* **Exercise requirements**
From the entries that follow, copy every line with the word "exception".

━━━ Supplied entries

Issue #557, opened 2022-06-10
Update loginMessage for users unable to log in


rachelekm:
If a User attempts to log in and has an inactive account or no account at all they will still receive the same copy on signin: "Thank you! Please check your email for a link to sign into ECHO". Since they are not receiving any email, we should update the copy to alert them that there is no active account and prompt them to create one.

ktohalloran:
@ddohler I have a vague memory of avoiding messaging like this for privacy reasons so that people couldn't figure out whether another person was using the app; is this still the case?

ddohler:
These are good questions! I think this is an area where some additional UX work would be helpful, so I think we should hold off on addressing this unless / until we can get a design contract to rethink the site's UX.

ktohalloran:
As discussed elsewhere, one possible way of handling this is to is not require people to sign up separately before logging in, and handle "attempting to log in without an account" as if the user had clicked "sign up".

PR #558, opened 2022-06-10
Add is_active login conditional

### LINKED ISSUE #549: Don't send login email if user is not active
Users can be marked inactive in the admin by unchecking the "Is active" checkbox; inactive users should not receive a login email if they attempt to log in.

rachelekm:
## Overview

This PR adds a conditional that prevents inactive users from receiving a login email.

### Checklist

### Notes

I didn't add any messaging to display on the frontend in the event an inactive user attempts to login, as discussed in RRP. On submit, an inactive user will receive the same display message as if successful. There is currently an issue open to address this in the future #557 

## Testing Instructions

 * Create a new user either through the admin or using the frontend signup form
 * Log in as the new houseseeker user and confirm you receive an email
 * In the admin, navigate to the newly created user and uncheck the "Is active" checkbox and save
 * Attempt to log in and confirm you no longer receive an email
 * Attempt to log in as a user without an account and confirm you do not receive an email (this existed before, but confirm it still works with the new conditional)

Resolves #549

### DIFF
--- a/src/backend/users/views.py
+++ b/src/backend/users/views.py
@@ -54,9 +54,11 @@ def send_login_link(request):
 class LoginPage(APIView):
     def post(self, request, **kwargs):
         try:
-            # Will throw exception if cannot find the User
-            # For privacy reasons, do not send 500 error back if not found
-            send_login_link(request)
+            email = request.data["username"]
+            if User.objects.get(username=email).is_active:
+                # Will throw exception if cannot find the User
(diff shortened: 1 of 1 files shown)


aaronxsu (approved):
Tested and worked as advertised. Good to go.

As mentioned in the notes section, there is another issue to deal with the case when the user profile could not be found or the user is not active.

━━━━━━

* **Task output**
-            # Will throw exception if cannot find the User
+                # Will throw exception if cannot find the User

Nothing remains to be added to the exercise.